> _Task goal_
Look through the data below and, wherever a line carries the word "need", please copy that line.

> _Recorded information_
PR #3339, opened 2025-06-26
Update syntax.py to correctly colorize commented code

kevinanewman:
Strings with '#' in them, or keywords, were not highlighted correctly, two-pass approach handles this issue.


j9ac9k:
Thanks @kevinanewman for the PR!

PR #706, opened 2020-08-04
🔁 Moshi, Base Api models and mock data

### LINKED ISSUE #693: Move away from Gson to Moshi
## Description
We decided to move away from Gson and replace it with Moshi. Preferably we want to use Moshi's code-gen variant and get rid of the reflection code. 

## Dependencies
none

## Definition of done
- [ ] Add Moshi dependency
- [ ] Preferably use Moshi code-gen variant instead of reflection
- [ ] Refactor existing Gson parsing to Moshi
- [ ] GSON dependency is completely removed from the project

### LINKED ISSUE #694: Create API models for base entities
## Description
Create API model versions of our base(database) entities. This should already done with Moshi annotations. 

## Dependencies
#693

## Definition of done
- [ ] Add `ApiClient`
- [ ] Add `ApiProject`
- [ ] Add `ApiTag`
- [ ] Add `ApiTask`
- [ ] Add `ApiTimeEntry`
- [ ] Add `ApiUser`
- [ ] Add `ApiWorkspace`

### LINKED ISSUE #695: Provide easy access to mock database data for testing
## Description
Ideally, we should add settings section that will appear only in `debug` variant of the app and will provide debug-related options. The first thing we should add to this section is option to insert the given number or TimeEntries from test data json files to our database. 

## Dependencies
#694 #693 

## Definition of done
- [ ] Add json test data files to project's asset folder. They should be included only in the `debug` build variant
- [ ] Add parsing logic to import data from JSON files directly to the database 
- [ ] Add debug settings section
- [ ] Add a way to specify the number of `TimeEntries` to import

### LINKED ISSUE #708: Sync pull response deserialization
## Description
Prepare necessary logic for pull response deserialization

## Dependencies
#694  #693 

## Definition of done
- [ ] Add necessary objects for deserialization
- [ ] Add tests

semanticer:
### Summary
This PR

- handles the transition to Moshi
- implements basic API models
- handles pull response deserialization
- implements a way to import mock data
- adds debug settings section 

### Technical considerations
We are using Moshi's code-generation kotlin flavor which should have the fastest runtime performance. 
Mock data pull-response file is humongous but it's included only in debug version build.
I'm intentionally parsing only properties that are relevant for mobile apps.
`ApiToDatabaseExtensions.kt ` is probably only preliminary or it should be used for mock data import only, the real sync will be doing something much more sophisticated. 

Let me know in case you have any ideas on how to make this even simpler. 

### Relationships

Closes #693 
Closes #694 
Closes #695 
Closes #708

### Pull Request checklist

### Pointers
Make sure we are parsing everything that we need.

### Review template

- [ ] The code considers i18n

## Merge permissions
Anyone


api/src/main/java/com/toggl/api/models/ApiTag.kt
```diff
@@ -0,0 +1,14 @@
...
+
+import com.squareup.moshi.Json
+
+
+@JsonClass(generateAdapter = true)
+data class ApiTag(
+    val at: String,
+    val id: Int,
+    val name: String,
+    @Json(name = "workspace_id")
```
heytherewill, line 11: Isn't there a way to tell moshi to use snake_case everywhere?

semanticer: Nope, it's against its philosophy: https://github.com/square/moshi/issues/644 and https://publicobject.com/2016/01/20/strict-naming-conventions-are-a-liability/

Also, it wouldn't work for us - the API is inconsistent in many places, take a look at `ApiPreferences` for example.

PR #721, opened 2020-08-07
Make database time entries syncable and extend sync properties

### LINKED ISSUE #671: Make DatabaseTimeEntry properties syncable
## Description
Refactor all DatabaseTimeEntry properties to `*SyncProperty` types with the exception of `Id` and `serverId`

## Dependencies
#672  

## Definition of done
- [ ] Refactor all properties to corresponding `*SyncProperty` variants.
- [ ] Update all converter extension methods and make sure our domain models stay the same and are using "current" variant of `SyncProperty`

semanticer:
### Summary
This makes our DatabaseTimeEntries ready for the syncing age. 

### Technical considerations
Since the DatabaseTimeEntry is now superset of regular domain TimeEntry we need to change repository a little bit where we need to first query current DatabaseTimeEntry and update it with the new TimeEntry domain model rather than simply transforming TimeEntry to DatabaseTimeEntry as we did before.

I'm not yet sure how to handle relation to tags. Maybe I should do this in #711 ?

Unfortunately, I couldn't find a way how to make some abstraction over `*SyncProperties` so there is some repetitive code. Room and the fact that data classes with their `copy` method are not implementing any common interface is making this abstraction very hard to do, but let me know if you have any suggestions.  

### Relationships

Closes #671 

### Pull Request checklist

### Pointers
I've made some effort to separate commits logically so you can take advantage of that.  

### Review template

- [ ] The code considers i18n

## Merge permissions
Anyone


repository/src/main/java/com/toggl/repository/Repository.kt
```diff
@@ -154,12 +156,20 @@ class Repository(
     }
 
     override suspend fun editTimeEntry(timeEntry: TimeEntry): TimeEntry {
-        return timeEntryDao.updateTimeEntryWithTags(timeEntry.toDatabaseModel()).run { timeEntry }
+        val oldDatabaseTimeEntry = timeEntryDao.getOneTimeEntryWithTags(timeEntry.id)
+        val newDatabaseTimeEntry = oldDatabaseTimeEntry updateWith timeEntry
```
heytherewill, line 160: That's :sogood:

PR #725, opened 2020-08-10
💭 Suggestions subscription

### LINKED ISSUE #639: Implement suggestions subscription
## Description
Implement a subscription that will constantly update suggestions list whenever any of the relevant entities changes

## Dependencies
#329 

## Definition of done
- [ ] Refactor existing code to provide Flow of suggestions that updates automatically
- [ ] Implement subscription that will provide continuous suggestion list updates
- [ ] 🔥 Old code that was responsible for suggestions updates
- [ ] Add tests

semanticer:
### Summary
This PR is implementing suggestions subscriptions and cleaning original implementation.

### Technical considerations
I guess it's pretty straightforward. I moved suggestions to top level AppState because that's how our subscriptions are implemented right now.

🤷‍♂️ 

### Relationships
Closes #639

### Pull Request checklist

### Pointers
Going commit by commit should make the review easier. Use mock data import from settings to hopefully see some real suggestions. 

### Review template

- [ ] The code considers i18n

## Merge permissions
Anyone


timer/src/main/java/com/toggl/timer/suggestions/domain/SuggestionProvider.kt
```diff
@@ -1,16 +1,27 @@
...
+import com.toggl.common.feature.services.calendar.CalendarEvent
+import com.toggl.models.domain.Project
+import com.toggl.models.domain.TimeEntry
+
 interface SuggestionProvider {
-    suspend fun getSuggestions(suggestionsState: SuggestionsState): List<Suggestion>
+    suspend fun getSuggestions(suggestionSources: SuggestionSources): List<Suggestion>
 }
 
+data class SuggestionSources(
```
heytherewill, line 11: This name is a tad ambiguous. I think SuggestionData might work better

PR #728, opened 2020-08-12
Sync pull endpoint

### LINKED ISSUE #717: ⬇️ Add sync Pull request
## Description
We need to define retrofit interface and client for sync endpoints and add pull method.
TODO add docs link when it's accessible 

## Definition of done
- [x] Add sync Retrofit interface
- [x] Define pull method in sync Retrofit interface
- [x] Add sync interface client and its implementation
- [x] Wire everything up in DI module
- [ ] Add tests

heytherewill:
### Summary
This adds the pull sync endpoint to our apps

### Technical considerations
Not much, really. The deserialization was already there, so this one was simpler than anticipated. I based it on the Xamarin implementation; apparently we need that extra header

### Relationships
Closes #717 

### Pull Request checklist

### Pointers
Go for it commit by commit

### Review template

## Merge permissions
Anyone, anytime


api/src/main/java/com/toggl/api/di/ApiModule.kt
```diff
@@ -44,6 +47,13 @@ object ApiModule {
     @BaseReportsUrl
     fun baseReportsUrl(@BaseUrl baseUrl: String): String = "$baseUrl/reports/api/v3/"
 
+    @Provides
+    @Singleton
+    @BaseSyncUrl
+    fun baseSyncUrl(): String =
+        if (AppBuildConfig.isBuildTypeRelease) "https://sync.toggl.com"
+        else "https://sync.toggl.space"
```
semanticer, line 55: I think we should extract all these build/flavor dependent constants into some config class that will be defined for every version of our app - alternatively, we can put these constants to Gradle as well.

> _Answer_
Make sure we are parsing everything that we need.
Since the DatabaseTimeEntry is now superset of regular domain TimeEntry we need to change repository a little bit where we need to first query current DatabaseTimeEntry and update it with the new TimeEntry domain model rather than simply transforming TimeEntry to DatabaseTimeEntry as we did before.
We need to define retrofit interface and client for sync endpoints and add pull method.
Not much, really. The deserialization was already there, so this one was simpler than anticipated. I based it on the Xamarin implementation; apparently we need that extra header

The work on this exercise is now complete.